I am thankful that we at InstaMed created a seamless and consumer-friendly online payment option that also helps healthcare organizations reduce their PCI scope by up to 90%.
Give Thanks for the Sunsetting of TLS 1.0
For almost twenty years, TLS has been the secure communications protocol of choice for a large part of the Internet. TLS is a cryptographic protocol used to establish a secure communications channel between two systems.
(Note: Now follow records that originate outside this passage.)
PR #1848, opened 2026-04-05
add secomp power backend

Rubusch:
Add driver for the SECOMP PDU and similar generic devices.

---
Please first check if you already have support! If so, pease leave me a note! ;)

This is a driver for a pretty generic device. It's sold under various names/brands (or they're using the same/similar hardware). So, chances are you already have support for it, I did not find. I'm controlling three of such devices, so it's "tested" here in different setups. AFAIR we bought this one here.
https://www.galaxus.ch/de/s1/product/value-ip-steckdosenleiste-usv-zubehoer-13359261
I've heard that the hardware goes under the name/brand SECOMP.

If labgrid really still lacks support for such device, feel free to merge if you find it useful or let me know what to improve.

### DIFF
--- a/doc/configuration.rst
+++ b/doc/configuration.rst
@@ -229,6 +229,11 @@ Currently available are:
   <https://github.com/labgrid-project/labgrid/blob/master/labgrid/driver/power/rest.py>`__
   for details.
 
+``secomp``
+  Controls *Secomp* PDUs via HTTP. This is a 19" Rackmount PDU sold and
+  rebranded under various names e.g. VALUE IP, Argus, Intellinet, or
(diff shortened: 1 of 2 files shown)


ozan956 (commented):
Hi, thank you for the PR. Few things to think about:

I believe this driver can be simplified by matching the tinycontrol.py's style (same idea: GET request to set, GET + XML parse to read status). 

That tinycontrol driver uses urljoin and lets requests handle embedded URL credentials natively. So, no manual urlparse/netloc.split('@') needed. Adopting that pattern would drop custom URL surgery.

You can also add "assert port is None", as in tinycontrol.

Used by banking sites, ecommerce sites, email providers, bill payment, social media platforms and more, TLS is used to protect the confidentiality and integrity of information that passes between systems and can also be used with public-key cryptography to authenticate one or both systems.
In April 2015, as a result of Heartbleed Bug and other discovered vulnerabilities, the Payment Card Industry Security Standards Council (PCI SSC) removed early versions of Transport Layer Security (TLS) as an example of strong cryptography from the PCI Data Security Standard (DSS) version 3.1 and decided that early TLS v1.0 cannot be used as a security control after June 30, 2016. This meant that organizations with systems and applications using early versions of TLS had to have a formal Risk Mitigation and Migration Plan in place. However, as of December 2015, PCI SSC extended the completion date to June 30, 2018 to give organizations more time to complete their migration. This means that in order to be PCI compliant, all entities must migrate from TLS 1.0 to a secure version of TLS (as defined by NIST) by June 30, 2018.
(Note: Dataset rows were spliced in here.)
PR #1664, opened 2025-06-13
NetworkPowerPort: add support for Shelly Gen2+

aparcar:
**Description**

The API changed and no longer excepts POST for the legacy API. This commit adds support for the "new" RPC API.

Ref: https://shelly-api-docs.shelly.cloud/gen2/General/RPCProtocol

Tested with a Shelly Plug S MTR Gen3

**Checklist**
- [x] Documentation for the feature
  - Added in docstring
- [x] Tests for the feature 
  - Tested with real hardware

- [ ] The arguments and description in doc/configuration.rst have been updated

- [ ] Add a section on how to use the feature to doc/usage.rst

- [ ] Add a section on how to use the feature to doc/development.rst

- [x] PR has been tested

- [ ] Man pages have been regenerated

PR #1128, opened 2023-04-06
NetworkPowerPort: add support for Shelly plugs/switches using the Gen 1 Device API

rpoisel:
**Description**

As we have some Shelly switches built into our demo/test wall, we decided to add support for these devices.

In order to achieve this goal, the generic `NetworkPowerDriver` has been provided with an additional backend called `shelly_gen1`.

**Checklist**
- [x] Documentation for the feature
- [x] Tests for the feature 

- [x] The arguments and description in doc/configuration.rst have been updated

- [ ] Add a section on how to use the feature to doc/usage.rst

- [ ] Add a section on how to use the feature to doc/development.rst

- [x] PR has been tested: both manually as well as with unit-tests

- [ ] Man pages have been regenerated

PR #1852, opened 2026-04-14
driver: shelly_gen1: fix for Shelly Plug US Gen4

jiez:
POST is not supported by Shelly Plug US Gen4. Use GET instead.

I tried shelly_gen1 driver on a Shelly Plug US Gen4 and found that this Shelly plug does not support POST. Replacing POST with GET seems working. But I don't have other Shelly plugs to test for.

- [x] PR has been tested

### DIFF
--- a/labgrid/driver/power/shelly_gen1.py
+++ b/labgrid/driver/power/shelly_gen1.py
@@ -6,8 +6,7 @@ NetworkPowerPort:
     index: 0
 
 Will do a GET request to http://192.168.0.42/relay/0 to get the current
-relay state, and a POST request to http://192.168.0.42/relay/0 with request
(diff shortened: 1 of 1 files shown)


gastmaier:
Hi @rpoisel (from #1128 Gen1) @aparcar (from #1664 Gen2)! Are you able to test if with GET request still works for Shelly Plug Gen 1 and 2?

I see the file edits Gen 1 only, @jiez have you tried `driver/power/shelly_gen2.py` ?

jiez:
I'm using the labgrid packages from Debian forky. They were created based on the latest release, which has no shelly_gen2 driver yet. I copied shelly_gen2 python file into the installation location and tried it. It has a bug. And there is already a PR for it: https://github.com/labgrid-project/labgrid/pull/1766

I am thankful that InstaMed has a plan for sunsetting TLS v1.0.
Give Thanks for a Greater Awareness of Security Threats in Healthcare
Healthcare organizations are complex, especially now as we see more mergers and acquisitions of health systems. When organizations expand or merge, they are often bringing together multiple systems and third-party vendors and trying to get them to all work together. Not only is this a complicated process, but involving multiple systems and third-party vendors can greatly increase an organization’s risk of a data breach, as evidenced by the Target breach. When data flows between multiple disparate systems, it is much more difficult for an organization to protect itself, as accountability for the data varies depending on which part of the process or which system it is currently living on.
As a result, awareness about security threats has risen significantly in the healthcare industry. No healthcare organization wants to be the next data breach headline. I’m thankful that when I speak with healthcare providers today, I hear many more questions about security and compliance for healthcare payments. Security threats are not going away, and they shift and evolve constantly. That’s why it’s so important to continue to educate the industry and raise awareness. I am thankful that I have the opportunity to raise awareness through this blog.
Give Thanks That Security and Compliance Has a Seat at the Table
When there was less awareness about serious security threats in healthcare, it felt the industry was trying to ignore security and compliance discussions – as if we put security and compliance at the kid’s table for Thanksgiving dinner. Now, more healthcare organizations are incorporating security and compliance into every decision they make.